__REQUIRED ACTION__: Using the data below, please return every line exactly as given.
####
PR #1305, opened 2025-03-21
ExCollectionInterface

valzargaming:
This includes the newly introduced functions that were added as part of recent enhancements. We do not use these functions internally within the library, so rather than update the original interface to include them as requirements, it makes sense for end-users to utilize the ExCollectionInterface instead to take advantage of the full functionality.

For example:
```php
/**
 * Returns the highest role from a collection of roles.
 *
 * @param  Collection<Role> $roles The collection of roles.
 * 
 * @return ?Role
 */
function getHighestRole(Collection $roles): ?Role
{
    return $roles->reduce(fn($prev, $role) =>
        ($prev === null
            ? $role
            : ($this->comparePositionTo($role, $prev) > 0
                ? $role
                : $prev)))
        ->shift(); // Undefined method 'shift', because reduce returns CollectionInterface
}
```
####
__EXERCISE ANSWER__:
PR #1305, opened 2025-03-21
ExCollectionInterface

valzargaming:
This includes the newly introduced functions that were added as part of recent enhancements. We do not use these functions internally within the library, so rather than update the original interface to include them as requirements, it makes sense for end-users to utilize the ExCollectionInterface instead to take advantage of the full functionality.

For example:
```php
/**
 * Returns the highest role from a collection of roles.
 *
 * @param  Collection<Role> $roles The collection of roles.
 * 
 * @return ?Role
 */
function getHighestRole(Collection $roles): ?Role
{
    return $roles->reduce(fn($prev, $role) =>
        ($prev === null
            ? $role
            : ($this->comparePositionTo($role, $prev) > 0
                ? $role
                : $prev)))
        ->shift(); // Undefined method 'shift', because reduce returns CollectionInterface
}
```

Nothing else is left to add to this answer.